Partir en vacances, s’évader un temps de son chez soi et de son environnement, aller souffler ailleurs, voir d’autres horizons, suivre un autre rythme, voir d’autres têtes, faire d’autres choses, s’extirper de son quotidien… J’aime cette évasion temporaire. Quand je pars, je perds mes habitudes de tous les jours et je me laisse porter par la vague des vacances. On profite de chaque instant avec délice, on s’émerveille du paysage et on profite… Voilà c’est ça, on profite, on vit moins vite, on ralentit la cadence et ça, c’est sympa.

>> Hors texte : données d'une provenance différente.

PR #1103, opened 2017-07-18
Fix typo

danroth27:


danroth27:
@phenning Should be ready to go

PR #1112, opened 2017-07-19
Remove enable 2fa button

danroth27:
@HaoK @DamianEdwards @blowdart Please review

### DIFF
--- a/template_feed/Microsoft.DotNet.Web.ProjectTemplates.2.0/content/RazorPagesWeb-CSharp/Pages/Account/Manage/TwoFactorAuthentication.cshtml
+++ b/template_feed/Microsoft.DotNet.Web.ProjectTemplates.2.0/content/RazorPagesWeb-CSharp/Pages/Account/Manage/TwoFactorAuthentication.cshtml
@@ -5,7 +5,7 @@
 }
 
 <h4>@ViewData["Title"]</h4>
-@if (Model.HasAny2faProviders && Model.Is2faEnabled)
+@if (Model.Is2faEnabled)
 {
     if (Model.RecoveryCodesLeft == 0)
     {
--- a/template_feed/Microsoft.DotNet.Web.ProjectTemplates.2.0/content/RazorPagesWeb-CSharp/Pages/Account/Manage/TwoFactorAuthentication.cshtml
+++ b/template_feed/Microsoft.DotNet.Web.ProjectTemplates.2.0/content/RazorPagesWeb-CSharp/Pages/Account/Manage/TwoFactorAuthentication.cshtml
@@ -5,44 +5,32 @@
 }
 
 <h4>@ViewData["Title"]</h4>
-@if (Model.HasAny2faProviders)
+@if (Model.HasAny2faProviders && Model.Is2faEnabled)
 {
-    if (Model.Is2faEnabled)
+    if (Model.RecoveryCodesLeft == 0)
     {
-        if (Model.RecoveryCodesLeft == 0)
-        {
-            <div class="alert alert-danger">
-                <strong>You have no recovery codes left.</strong>
-                <p>You must <a asp-page="./GenerateRecoveryCodes">generate a new set of recovery codes</a> before you can log in with a recovery code.</p>
-            </div>
-        }
-        else if (Model.RecoveryCodesLeft == 1)
-        {
-            <div class="alert alert-danger">
-                <strong>You have 1 recovery code left.</strong>
-                <p>You can <a asp-page="./GenerateRecoveryCodes">generate a new set of recovery codes</a>.</p>
-            </div>
-        }
-        else if (Model.RecoveryCodesLeft <= 3)
-        {
-            <div class="alert alert-warning">
-                <strong>You have @Model.RecoveryCodesLeft recovery codes left.</strong>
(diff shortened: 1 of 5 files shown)


DamianEdwards:
So is this basically removing the ability to manually enable 2FA, and rather enabling it automatically **only** when an authenticator app is verified?

danroth27:
Yes

HaoK:
Yeah I can't really review this without seeing the new flow... I think this means that the only way to enableTFA now is via the enable authenticator post?

danroth27:
@HaoK Yup

template_feed/Microsoft.DotNet.Web.ProjectTemplates.2.0/content/RazorPagesWeb-CSharp/Pages/Account/Manage/TwoFactorAuthentication.cshtml
```diff
@@ -5,44 +5,32 @@
 }
 
 <h4>@ViewData["Title"]</h4>
-@if (Model.HasAny2faProviders)
+@if (Model.HasAny2faProviders && Model.Is2faEnabled)
```
HaoK: Should we just rename things to be clearer, 2fa => Authenticator?  And then this could just be a single Model.IsAuthenticatorEnabled check and we can do away with HasAny2faProviders entirely

HaoK: Basically move away from the old attempt to make it easy to add arbitrary 2fa providers, and just tailor the template for only the authenticator flow.  They could still add more 2fa providers and additional flows, they would just need to do that all themselves.

danroth27: My preference is to leave the generic 2FA stuff wherever possible. I'm guessing there will be folks that want to add back the SMS or email based 2FA support

HaoK: Yeah but I think we are in an in between state now, where the 2fa flow basically is very targetted towards the authenticator.  They will likely still need to do roughly what we did to enable authenticator to make SMS/email work again (unlike previous templates which had more of the SMS/email stuff baked in to attempt to make it more straightforward to drop in additional TFA providers).  I thought we eliminated most of the code/comments that were there to try and make it easy to add back other 2FA providers?

HaoK: Plus I thought the long term direction was to try and guide everyone to use only the authenticator flow as SMS/email are less secure right @blowdart ?

DamianEdwards: I tend to agree with @HaoK on this.

blowdart: Yes but people may want fallbacks. Or it's simply not suitable for their audience. Take the US social security web site, it's 2fa is SMS based, because really, you can't assume every user is going to have a smartphone.

HaoK: Yeah so maybe we have the template only support authenticator, and then have a longer doc/sample/walkthrough that shows how to add SMS support

HaoK: That will be even more complicated since it will bring back the whole EnableTFA button/issue again

danroth27: I also think renaming things to make them sound authenticator specific is misleading. There is no notion of an authenticator app being "enabled" in the runtime. Currently the names directly reflect the runtime state, which is clear and correct.

We could however just remove the HasAny2faProviders property. I wasn't sure if it was needed anymore. @HaoK is checking `Is2faEnabled` sufficient in this case?

HaoK: Yeah for this app, Is2faEnabled == AuthenticatorEnabled so that probably good enough

mlorbetske:
Is this ready to go?

danroth27:
@HaoK I updated as discussed. Approve?

mlorbetske:

HaoK:
Yep looks good

PR #1113, opened 2017-07-19
Remove default controller route value in razor pages

danroth27:
@javiercn Please review


mlorbetske:
Should any templates apart from Razor pages get this change as well?

danroth27:
@mlorbetske No, this change is specific to Razor Pages

PR #7736, opened 2024-03-18
Migrate to 1ES Pipeline for Cache Searching

nagilson:
Per company policy, we must migrate to this new pipeline format soon.
For further information from reviewers, please contact me for an internal link to this migration effort.

Also the log is showing changes from https://github.com/dotnet/templating/pull/7724 which was needed to get things working. 

Removes tests for resources which no longer exist and are out of support.

### DIFF
--- a/search-cache-pipeline.yml
+++ b/search-cache-pipeline.yml
@@ -27,8 +27,8 @@ extends:
   parameters:
     pool:
       name: NetCore1ESPool-Internal
-      image: 1es-windows-2022
-      os: windows
+      image: 1es-ubuntu-2204
+      os: linux
     customBuildTags:
     - ES365AIMigrationTooling
     stages:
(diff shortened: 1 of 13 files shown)


nagilson:
Updated the SAS tokens and it got further but there appear to be more azure issues. Anyway it looks like the 1ES part of this is done, this pipeline has not worked since september so I dont want to block the migration effort by trying to fix the azure resources that were already broken before this change. This improves the pipeline by making the tests pass which did not pass before this PR.

nagilson:
image
Dale from DDFUN was able to resolve the remaining issues on the azure PME and SAW. Pipeline is working again 🔥 
https://dev.azure.com/dnceng/internal/_build/results?buildId=2410140&view=results

search-cache-pipeline.yml
```diff
@@ -15,160 +18,166 @@ parameters:
...
+      sourceAnalysisPool:
+        name: NetCore1ESPool-Internal
+        image: 1es-windows-2022
+        os: windows
+    pool:
+      name: NetCore1ESPool-Internal
+      image: 1es-ubuntu-2204
+      os: linux
+    customBuildTags:
+    - ES365AIMigrationTooling
```
MiYanni, line 41: We don't need this. It is tracking information for using the conversion tool, which we didn't use here.

MiYanni (approved):

search-cache-pipeline.yml
nagilson, line 41:
```suggestion
```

Bon allez, je file, pas le temps de m’éterniser ni de papoter !
13 mars 2008
Le Chti 2008
Quand on n’est pas du nord, on a une représentation de cette région assez floue . On imagine presque l’étranger. Et c’est un peu ça en fait. La première fois que je suis allée à Lille, j’avais l’impression de me trouver déjà en Belgique, tellement tout est dépaysant.
Ce qui saute à la figure, c’est l’architecture, magnifique et majestueuse. Lille regorge de rues splendides, de bâtiments et de maisons aux larges fenêtres éclairées par des points lumineux diffus. Quand on est dans la rue et que la nuit commence à tomber, on aurait presque envie de rentrer dans toutes ces petites maisons qui nous semblent soudain familières.
Etrange impression. On sent une chaleur et une douceur de vivre.
Les rues réservent des surprises. Les magasins du centre sont de toute beauté. Certains ont été crées entre deux maisons, si bien que l’on se croirait dans une ruelle fermées aux deux extrémités.
Les Lillois sortent, bougent, s’habillent et s’amusent. Il est incroyable de voir tous ces cafés, tous ces estaminets qui sont pleins. Malgré un temps souvent gris et pluvieux, ils ne sont pas découragés, en tous cas, ce n’est pas la pluie qui les arrête. Les regards sont bleus et profonds, les visages sont pâles, l’accent est prononcé mais le visage est malicieux et tellement vivant.
J’en fais trop ? Peut-être. Mais j’adore cette ville qui offre tellement. Quand je suis là-bas, j’en ai plein les yeux. J’adore déambuler dans le centre où je peux encore me perdre. Je découvre toujours mille détails qui comblent ma curiosité, mon attente de beauté. Je m’extasie comme un petite fille et mitraille la ville. J’ai une sensation de vitalité accrue.
Je n’ai pas vu le film de Bany Boon mais dès que possible je vais y aller.
D’ailleurs, si vous êtes convaincus un tant soit peu, en arrivant allez vous procurer « le chti 2008 », la bible des sorties et des bons plans. Dans l’éditô, la devise c’est :
« A Lille, tu t’éclateras,
Des bons plans tu trouveras
Et chaque jour tu te diras, Et Pourquoi pô ? »
Au sommaire,
- Les sports,
- Les grandes occasions,
- Lille la nuit,
- Culture et loisirs,
- Les bonnes adresses,
- Les restaurants.
Allez, où que vous soyez, sautez dans un train et filez vous émerveiller à Lille pour un week-end. Bon voyage.